5. Trespassing in Louisiana is a felony (which could cost fishing guides their licenses).
This situation is as unique to Louisiana as is the great marsh itself, for a couple of reasons.
First, unlike other states, Louisiana does not recognize a public-trust doctrine — rooted in ancient Roman law and part of modern law in the United States — of “navigable servitude.” That basically requires submerged lands to be managed for the use and benefit of the public. Historically, this meant for commerce and fishing, but for decades has included recreation and the protection of fish, wildlife and habitat. But based on laws from the early 1800s, even navigable coastal waters in Louisiana are largely considered private.
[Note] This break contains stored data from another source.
PR #3929, opened 2026-04-02
China Shenzhen Stock Exchange Trading Restriction

herrhellana:
issue: https://github.com/opensanctions/crawler-planning/issues/547


datasets/cn/szse_trading/cn_szse_trading.yml
```diff
@@ -0,0 +1,47 @@
+title: China Shenzhen Stock Exchange Trading Restrictions
```
jbothma, line 1: Missing `tags` field. Other enforcement/regulatory action datasets use tags like `list.enforcement`, `sector.financial`, and an issuer tag. For this dataset, something like:

```yaml
tags:
  - list.enforcement
  - sector.financial
```

See `us_cftc_enforcement_actions.yml` or `us_fed_enforcements.yml` for examples.

datasets/cn/szse_trading/crawler.py
```diff
@@ -0,0 +1,74 @@
...
+        entity.add("name", name)
+        # snippet as context; redacted IDs in body aren't useful as identifiers
+        entity.add("notes", doc_content)
+        entity.add("country", "cn")
+        entity.add("topics", "reg.action")
+
+        sanction = h.make_sanction(context, entity)
+        h.apply_date(sanction, "listingDate", date)
+        sanction.set("sourceUrl", url)
+
```
jbothma, line 44: Let's do the Document and Article thing too https://zavod.opensanctions.org/extract/enforcements/#create-article-and-documentation-entities - it links the related entities in our data

datasets/cn/szse_trading/crawler.py
```diff
@@ -0,0 +1,74 @@
...
+            "scope": "0",
+        }
+        result = context.fetch_json(
+            context.data_url,
+            data=data,
+            method="POST",
+            headers=HEADERS,
+            cache_days=1,
+        )
+        for item in result.get("data"):
```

Beyond that, the situation is further complicated by the distressing reality of the state annually losing shocking amounts of coastal lands to subsidence (land sinking) and seawater intrusion, leaving many private landowners scrambling to protect what they own and pay taxes on — even though much of their land is now covered by tidal waters.
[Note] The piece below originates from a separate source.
PR #3943, opened 2026-04-08
[at] Make the typechecker happy

leonhandreke:


pudo:
Superseded: both AT crawlers are already type-annotated and migrated to the typed `h.xpath_*`/`h.element_text` helpers on main, and `datasets/at` is out of the mypy exclude. Closing.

If Louisiana followed navigable servitude, there wouldn’t be much of an issue, since pretty much wherever a boat can float, it could legally fish. And that has long been the assumption among most anglers. But increasing friction with landowners, leading to hostile exchanges, legal citations and threats of arrest, has given this problem prominence.
That prominence surged earlier this year when B.A.S.S. announced to its half-million members that it would cease holding tournaments in Louisiana until or unless this problem is resolved.
In response to that dramatic announcement, as well as a growing clamor among anglers and the state’s valuable sport-fishing industry, a bill by state Rep. Kevin Pearson, HB 391, would have brought Louisiana in line with most states by declaring that “running waters … remain the property of the state … whether they flow over public or private water bottoms,” and that “[n]o person may restrict or prohibit … the public navigation of running waters which are navigable by a motorboat… .”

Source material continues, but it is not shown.